The Court has carefully reviewed the arguments, authorities and evidence submitted by the parties.
Defendants met their initial burden of showing facts supporting judgment in their favor, including the lack of prior actual notice of loose or airborne asbestos and that upon receipt of the notice they ordered employees to leave the building. As such, Defendants' evidence demonstrates that Defendants would not have had actual notice of the connection between Plaintiffs' symptoms and the asbestos until that time and could not have concealed what they did not know.
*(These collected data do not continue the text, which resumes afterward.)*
PR #101, opened 2022-02-15
Epinio single helm chart

jimmykarily:
Part of: https://github.com/epinio/epinio/issues/1217

* use kubed as a sub-chart
* remove container-registry chart, include files in epinio chart
* move params to  global


chart/epinio/templates/stage-scripts.yaml
```diff
@@ -15,7 +15,8 @@ data:
     # internal s3 the chart has no information.  Therefore we cannot
     # use helm templating to insert these.
     echo By _ _ __ ___ _____ $(whoami) $(pwd)
-    aws --endpoint-url "${PROTOCOL}://${ENDPOINT}" s3 cp "s3://${BUCKET}/${BLOBID}" "/workspace/source/${BLOBID}"
+    cat /certs/ca.crt /certs/tls.crt > /tmp/ca-bundle.pem
```
jimmykarily, line 18: I need to check but this may fail with lets encrypt because cert-manager doesn't put a CA in the generated secret

manno: Might fail, but I only put the CA here, because it's required to list the complete certificate chain. Just using the cert could also work.

However, over at https://github.com/epinio/epinio/compare/1217-single-chart#diff-646aebb58b95700e7e8bb4d9357e5111baf5a4f85bf80f3f0549c61ebb807227R149 we might have a problem

jimmykarily: ok did some changes on the epinio side to mount the CA and cert only if the argument is set. Let's keep it as it is and see

enrichman (dismissed):

PR #105, opened 2022-02-21
Deploy, update, and remove applications via helm - chart

andreas-kupries:
Ref https://github.com/epinio/epinio/issues/1224

The chart used by https://github.com/epinio/epinio/pull/1225

See also https://github.com/epinio/application/pull/5

### DIFF
--- a/chart/application/Chart.yaml
+++ b/chart/application/Chart.yaml
@@ -1,0 +1,10 @@
+apiVersion: v2
+name: epinio-application
+description: The helm chart for epinio applications to be deployed by
+icon: https://raw.githubusercontent.com/epinio/helm-charts/main/assets/epinio.png
+home: https://github.com/epinio/epinio
+type: application
+version: 0.1.10
+maintainers:
+- email: team@epinio.io
+  name: SUSE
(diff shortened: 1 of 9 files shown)


andreas-kupries:
I do not know why the installation test thing fails. Help please.

chart/application/Chart.yaml
```diff
@@ -0,0 +1,11 @@
+apiVersion: v2
+name: epinio-application
+description: The helm chart for epinio applications to be deployed by
+icon: https://raw.githubusercontent.com/epinio/helm-charts/main/assets/epinio.png
+home: https://github.com/epinio/epinio
+type: application
+version: 0.1.8
+appVersion: "1.16.0"
```
jimmykarily, line 8: Should these versions match something? What is `appVersion` in this case?

andreas-kupries: e69a351c48a6bd27093811423cadf4306bdc320c App version now matches version. Keep it matched in the future.

andreas-kupries:
We know the issue now. The CI attempts to install the chart, with default values. The app chart is an app framework, not a complete app. It will not install. 

@juadk has volunteered to look at how to exclude this chart from the install testing.

enrichman (approved):

jimmykarily (approved):

PR #111, opened 2022-02-28
Remove "without dependencies" message

juadk:
Remove "without dependencies" message out of the Epinio helm chart description

### DIFF
--- a/chart/epinio/Chart.yaml
+++ b/chart/epinio/Chart.yaml
@@ -13,7 +13,7 @@ dependencies:
   tags:
   - kubed
   version: 0.13.1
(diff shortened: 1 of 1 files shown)


chart/epinio/Chart.yaml
```diff
@@ -13,7 +13,7 @@ dependencies:
   tags:
   - kubed
   version: 0.13.1
-description: The Epinio component (without dependencies)
+description: The Epinio component
```
jimmykarily, line 16: Maybe `The official way to install Epinio` or something like that?

jimmykarily (approved):

PR #113, opened 2022-03-02
Add questions.yml to epinio single chart

juadk:
Fix https://github.com/epinio/epinio/issues/1247

This is a first glance, it could be improved.
When I was doing my tests, I've found an issue with external registry. I will track it in another issue.

It's not possible to add more conditional logic in the file, it's very limited (https://www.rancher.co.jp/docs/rancher/v2.x/en/catalog/custom/creating/#question-variable-reference)
So I tried to do it as clear as possible but we will likely adapt it after getting feedback.

**Note:** Cypress tests have to be updated

Installation only works in epinio namespace with epinio as deployment name (likely due to some hard-coded things):
image

### General settings screen:
image

### Advanced settings screen:
image

### External registry screen 1:
image
`Install local container registry` has to be unchecked to make external registry options appear (check next screen below)

### External registry screen 2:
image

### External S3 storage screen 1:
image
`Install minio` has to be unchecked to make external s3 storage options appear (check next screen below)

### External S3 storage screen 2:
image

### Debugging screen:
image

### DIFF
--- a/chart/epinio/questions.yml
+++ b/chart/epinio/questions.yml
@@ -1,0 +1,154 @@
+questions:
+- variable: email
+  label: Email
+  description: "Email to use for getting notifications about your certificates"
+  type: strings
+  required: false
+  group: "General settings"
+- variable: certManagerNamespace
+  label: Cert-manager namespace
+  description: "Namespace where cert-manager is installed in"
+  type: strings
+  required: false
+  group: "Advanced settings"
+- variable: ingress.ingressClassName
+  label: Ingress class name for the server
+  description: "Set a class name to select the ingress controller you want to use for the server"
+  type: strings
+  group: "Advanced settings"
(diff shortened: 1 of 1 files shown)


chart/epinio/questions.yml
```diff
@@ -0,0 +1,166 @@
...
+  type: boolean
+  show_subquestion_if: false
+  group: "External registry"
+  subquestions:
+  - variable: registry.url
+    label: External registry url
+    description: "URL of your external registry"
+    type: strings
+    required: false
+  - variable: registry.username
```
jimmykarily, line 96: shouldn't this be `global.registryUsername` ? same for the others in this section

juadk: oh yes good point, it's ok on my dev env and I forgot to change them here...

PR #115, opened 2022-03-03
Update epinio ui chart with latest build and env vars

richard-cox:
- Bump the image to 0.0.4
- Add an expiry time for the session (though until polling is replaced this probably won't be hit)
- Add an Epinio Version (which will be shown in the ui and should match the targetted epinio instance)

### DIFF
--- a/chart/epinio-ui/values.yaml
+++ b/chart/epinio-ui/values.yaml
@@ -1,5 +1,5 @@
 epinioUI:
-  image: ghcr.io/epinio/epinio-ui:v0.0.1-4
+  image: ghcr.io/epinio/epinio-ui:v0.0.1-5
   imagePullPolicy: IfNotPresent
 
 ingress:
--- a/chart/epinio-ui/values.yaml
+++ b/chart/epinio-ui/values.yaml
@@ -1,5 +1,5 @@
 epinioUI:
-  image: ghcr.io/epinio/epinio-ui:v0.0.1-3
+  image: ghcr.io/epinio/epinio-ui:v0.0.1-4
   imagePullPolicy: IfNotPresent
 
 ingress:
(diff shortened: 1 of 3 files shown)


olblak:
@richard-cox the backend version can be automated using this PR https://github.com/epinio/helm-charts/pull/118

olblak (dismissed):

olblak:
Btw you need to bump the chart version

chart/epinio-ui/values.yaml
```diff
@@ -18,6 +18,9 @@ epinioApiUrl: http://epinio-server.epinio.svc.cluster.local
 # Skip checking for valid SSL cert when making requests to `EPINIO_API_URL`
 epinioApiSkipSSL: "true"
 
+# This is the version that is displayed in the ui and should match that of the epinio it's targetting
+epinioVersion: "0.5.0"
```
olblak, line 22: I am bit confused by this setting. 
Could we be in a situation where the UI installed with Epinio 0.4?

olblak:
> Add an Epinio Version (which will be shown in the ui and should match the targetted epinio instance)

This one seems fragile to me as we'll quickly get outdated.
I think it would be better to get that information directly from Epinio

richard-cox:
@olblak I need to tie together all the versions out there (there's one for the UI frontend, another for the UI backend and finally one for the chart). Those in theory could all be independent from the Epinio version. The version in the chart is shown in the UI and is a kind of statement that the UI is compatible with a certain version of epinio. In theory someone could deploy the chart separately against a newer Epinio that the UI isn't compatible with. 

When it's included in the all in one chart I'm assuming this will be set via the parent chart

olblak (approved):

PR #116, opened 2022-03-03
 Fix unwanted irrelevant error messages from the staging scripts 

andreas-kupries:
ref https://github.com/epinio/epinio/issues/1240

fix: test custom cert file existence before use
fix: squash curl error output
fix: typo

### DIFF
--- a/chart/epinio/templates/stage-scripts.yaml
+++ b/chart/epinio/templates/stage-scripts.yaml
@@ -15,8 +15,9 @@ data:
     # internal s3 the chart has no information.  Therefore we cannot
     # use helm templating to insert these.
     echo By _ _ __ ___ _____ $(whoami) $(pwd)
-    cat /etc/ssl/certs/ca-bundle.crt > /tmp/ca-bundle.pem
-    cat /certs/ca.crt /certs/tls.crt >> /tmp/ca-bundle.pem
+    cat /etc/ssl/certs/ca-bundle.crt               > /tmp/ca-bundle.pem
+    test -f /certs/ca.crt   && cat /certs/ca.crt  >> /tmp/ca-bundle.pem
+    test -f /certs/tls.crt  && cat /certs/tls.crt >> /tmp/ca-bundle.pem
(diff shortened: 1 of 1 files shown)


chart/epinio/templates/stage-scripts.yaml
```diff
@@ -35,7 +36,7 @@ data:
     # command is not available in the `bash` image. The code as written now relies on each
     # unpacker to recognize/reject input properly.
     #
-    # The `sed` command add format indicators to the output from the unarchivers, making
+    # The `sed` commands add format indicators to the output from the unarchivers, making
```
olblak, line 39:
```suggestion
    # The `sed` command adds format indicators to the output from the unarchivers, making
```

chart/epinio/templates/stage-scripts.yaml
```diff
@@ -69,7 +70,7 @@ data:
     # is placed into a trap to ensure that it will always run, even for a staging failure.
     #
     set -e
-    trap "curl -X POST http://localhost:4191/shutdown || true" EXIT
+    trap "curl -X POST http://localhost:4191/shutdown 2> /dev/null || true" EXIT
```
olblak, line 73: What's the motivation to hid the curl command output?

chart/epinio/templates/stage-scripts.yaml
andreas-kupries: I put the plural on the command because there are several `sed`s, one per possible archive format.

chart/epinio/templates/stage-scripts.yaml
andreas-kupries: Linkerd may not be present (not installed, not up yet).
In that case the curl prints an error message and the user may be confused and believing that something is wrong.
The message is:

> curl: (7) Failed to connect to localhost port 4191: Connection refused

or similar.
As the situation is not truly an error the message is better suppressed.

andreas-kupries: :+1: sure.

andreas-kupries: Done, commit ede07bf70e394c3c45446f024f0432c131e70ada

juadk: I remember Loic and me wondering about this curl error message. Good thing to hide it.

juadk (approved):

PR #122, opened 2022-03-04
Switch slow workflows to self-hosted runners

manno:


jimmykarily (approved):

jimmykarily:
```
Run ct lint --config ct/ct.yaml
Linting charts...
Error: Error running process: exec: "helm": executable file not found in $PATH
Error running process: exec: "helm": executable file not found in $PATH
```

We need to install helm on the runners (or do it with some pipeline step)

manno:
We installed `unzip` on all self-hosted runners, retrying...

andreas-kupries (approved):

PR #125, opened 2022-03-07
Remove registry ingress

manno:
* removes registry ingress (`epinio-registry.$domain`)
* uses cluster DNS `registry.epinio-staging.svc.cluster.local` for internal registry
* enables TLS for internal registry
* adds sidecar for NodePort `127.0.0.1:30500`, so container runtime can access the registry via http (no need to trust our private CA)

fixes [#1276](https://github.com/epinio/epinio/issues/1276)
fixes https://github.com/epinio/helm-charts/issues/133

### DIFF
--- a/chart/epinio/templates/_helpers.tpl
+++ b/chart/epinio/templates/_helpers.tpl
@@ -1,5 +1,19 @@
+{{/*
+URL prefix for container images to be compatible with Rancher
+*/}}
 {{- define "registry-url" -}}
 {{- if .Values.registryURL -}}
 {{ trimSuffix "/" .Values.registryURL }}/
+{{- end -}}
+{{- end -}}
+
+{{/*
+URL of the registry epinio uses to store workload images
+*/}}
+{{- define "epinio.registry-url" -}}
+{{- if .Values.containerregistry.enabled -}}
+{{-   print "registry.epinio-staging.svc.cluster.local:5000" }}
+{{- else -}}
+{{-   print .Values.global.registryURL }}
 {{- end -}}
 {{- end -}}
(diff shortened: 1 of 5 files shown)


andreas-kupries:
This does not seem to have an epinio PR to test with, right ?
Would current epinio main be suitable ?

manno:
> This does not seem to have an epinio PR to test with, right ? Would current epinio main be suitable ?

Yes, I tested with Epinio main.
I started a PR to remove the `cahash` pkg from Epinio, but it's hard than I imagined, as the registry hostname contains a colon and that is not allowed in the staging job's  mount path.

manno:
The Kubernetes runtime in Rancher Desktop was able to connect to the TLS-enabled registry. It seems to skip TLS verification.

The runtime in k3d needed special configuration, because it [detects `localhost` in code](https://github.com/adisky/containerd/blob/main/pkg/cri/server/image_pull.go#L412-L418), switches to http and [enables insecureVerify](https://github.com/adisky/containerd/blob/main/pkg/cri/server/image_pull.go#L376-L381): 

```
mirrors:
  "127.0.0.1:30500":
    endpoint:
      - https://127.0.0.1:30500
configs:
  "127.0.0.1:30500":
    tls:
      insecure_skip_verify: true
```

Apparently none of these runtime benefited from the 'DaemonSet' workaround, to put the CA in `/etc/docker/cert.d`.

Instead of dealing with the peculiarities of container runtimes, we try to add a proxy to the registry, so:
* lifecycle/create can push via TLS
* container runtime can pull via http

andreas-kupries (approved):

PR #1590, opened 2021-10-05
Klibs: fix handling of lwIP lock

francescolavra:
A few changes have been made in net/direct.c to allow TCP clients implemented in the klibs to operate correctly:
- connection establishment and shutdown events are processed by the receive service routine instead of being processed directly by the respective lwIP callbacks
- the receive service routine dequeues all pbufs found in a given queue, instead of just the first one
- direct_conn structures created as a result of a client connection being accepted are added to the connection list of the direct structure, so that they are properly serviced
In addition, a missing call to pbuf_free() in the receive service routine has been added.

The radar, ntp  and cloud_init klibs have been fixed to avoid calling lwip_lock() from within the DNS callback, where the lock is already held.


wjhun (approved):
LGTM

PR #1592, opened 2021-10-05
Use 256 max interrupts on x86

sanderssj:
This change allows nanos to use the full range of interrupt vectors on x86. The idtr is now loaded
from the stack so that the IDT can use the entire page to fit 256 entries.


wjhun (approved):
LGTM

PR #1597, opened 2021-10-08
revised runtime timer interface with locking

wjhun:
In line with the effort to remove dependencies on the kernel lock, this merge
aims to make kernel timers safe to use outside of the domain of the kernel
lock. It consists of three main commits: revisions to the runtime timer interface
(now called timerqueue), the moving of timer service from the runloop to a task
run from the bhqueue, and the addition of locking and refcounting for unix timers
(posix, itimer and timerfd). More detail on these changes may be found in the
respective commit messages.

Incidentally, there seems to be a modest performance improvement when
running webg with SMP and a test of 'ab -n 10000 -c 100'. Taking an average of
multiple tests run on a setup with kvm, with -smp 8 and bridging, the average
number of requests per second increased from 7933 to 8618, or an 8.6%
improvement. The source of this improvement was not isolated, but it is a
reasonable expectation given that timer service may now occur on cores that
are not holding the kernel lock.

### DIFF
--- a/src/unix/blockq.c
+++ b/src/unix/blockq.c
@@ -42,6 +42,9 @@
 #define blockq_debug(x, ...)
 #endif
 
+#define blockq_lock(bq) spin_lock(&bq->lock)
+#define blockq_unlock(bq) spin_unlock(&bq->lock)
+
 /* This applies a blockq action after it has been removed from the
    waiters list. If the action indicates that waiting should continue,
    it re-adds the thread to the waiter list and returns false. If the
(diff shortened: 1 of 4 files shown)


wjhun:
I have pushed two more commits. The first one addresses a rather heinous bug caused by the use of heap_general in allocating blockq_action closures in nanosleep and clock_nanosleep. Now that timer handlers are run outside of the kernel lock, the closures were deallocating themselves from heap_general without the protection of the kernel lock, wreaking havoc in the objcache allocators and causing occasional crashes when running the webg test with multiple cores.

The second commit addresses a fundamental race issue in the blockq code that was found by inspection. The problematic scenario is described in the commit log. In a nutshell, the change attempts to correct usage of the thread lock in order to prevent concurrent but independent wakeup operations from interfering with each other.

PR #1614, opened 2021-10-26
Allow /proc/mounts to notify pollers of mount change

sanderssj:
The /proc/mounts file has special behavior where a change to the file
from a mount or unmount causes poll to return POLLPRI and POLLERR. This
can be used to monitor the mount status of the system. This change
implements this feature by adding a generation number to track changes
to mounts and calling a list of registered handlers whenever a mount
changes. The /proc/mounts special file registers a handler that checks
to see if the generation number has changed and calls notify_dispatch
to send the event to waiters on the file. In order to track the special
file state, a new pointer field is added to the fdesc struct for holding
arbitrary data.

There are also some small fixes to the mounts_handler that generates
the /proc/mounts contents.

### DIFF
--- a/src/unix/special.c
+++ b/src/unix/special.c
@@ -10,7 +10,13 @@ typedef struct special_file {
     sysreturn (*read)(file f, void *dest, u64 length, u64 offset);
     sysreturn (*write)(file f, void *dest, u64 length, u64 offset);
     u32 (*events)(file f);
+    u64 alloc_size;
 } special_file;
+
+typedef struct special_file_wrapper {
+    struct file f;
+    u64 alloc_size;
+} *special_file_wrapper;
 
 static sysreturn urandom_read(file f, void *dest, u64 length, u64 offset)
 {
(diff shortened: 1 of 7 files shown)


src/unix/unix_internal.h
```diff
@@ -390,6 +390,7 @@ typedef struct fdesc {
     int type;
     int flags;                  /* F_GETFD/F_SETFD flags */
     notify_set ns;
+    void *private;
```
francescolavra, line 393: Wouldn't it be better to put this field in struct file instead? fdesc is used as a base struct for all types of file descriptors, so I think private data specific for a given descriptor type should be embedded in the struct that extends this base struct for that descriptor type.

src/unix/special.c
```diff
@@ -100,20 +100,24 @@ closure_function(1, 4, void, mounts_handler,
...
-        while (true) {
-            int rv = file_get_path(fs, mount_point, buffer_end(b), buffer_space(b));
+        for (int count = 2; count > 0; count--) {
+            int rv = file_get_path(get_root_fs(), mount_point, buffer_end(b), buffer_space(b));
             if (rv > 0) {
                 buffer_produce(b, rv - 1);  /* drop the string terminator character */
-                break;
-            } else if (!buffer_extend(b, 2 * buffer_space(b))) {
+                goto out;
+            } else if (!buffer_extend(b, 2 * buffer_length(b))) {
```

Further, since they were not concealing anything, this could not aggravate Plaintiffs' alleged injuries. As such, Defendants demonstrated that Plaintiffs cannot meet any of the necessary elements to fall within the fraudulent concealment exception.
The burden then shifted to the Plaintiffs to demonstrate a triable, material issue of fact. Plaintiffs did not meet their burden and failed to rebut Defendants' evidence. Plaintiffs conflated Defendants' knowledge of the presence of asbestos and that its abatement would occur during renovation, with actual knowledge that there was airborne asbestos present or Plaintiffs' complaints of respiratory issues were caused by such asbestos. Further, Plaintiffs' evidence of post-evacuation testing does not establish that Defendants had actual knowledge of the airborne asbestos prior to that time. Instead, Defendants presented evidence that the City was told that the air was being monitored and safe. Even if some of the post evacuation statements by City officials and their representatives could be construed as having some inaccuracies, these statements occurred after the evacuation, no employees were ordered back to the building, and Plaintiffs fail to show how these statements aggravated their alleged injuries.
Considering the strong policy favoring the exclusivity of workers' compensation, the narrowness of the fraudulent concealment exception, and Plaintiffs failure to refute Defendants' evidence, Defendants are entitled to judgment in their favor and Plaintiffs' claims are subject to the exclusivity rule codified in Labor Code §3602(b).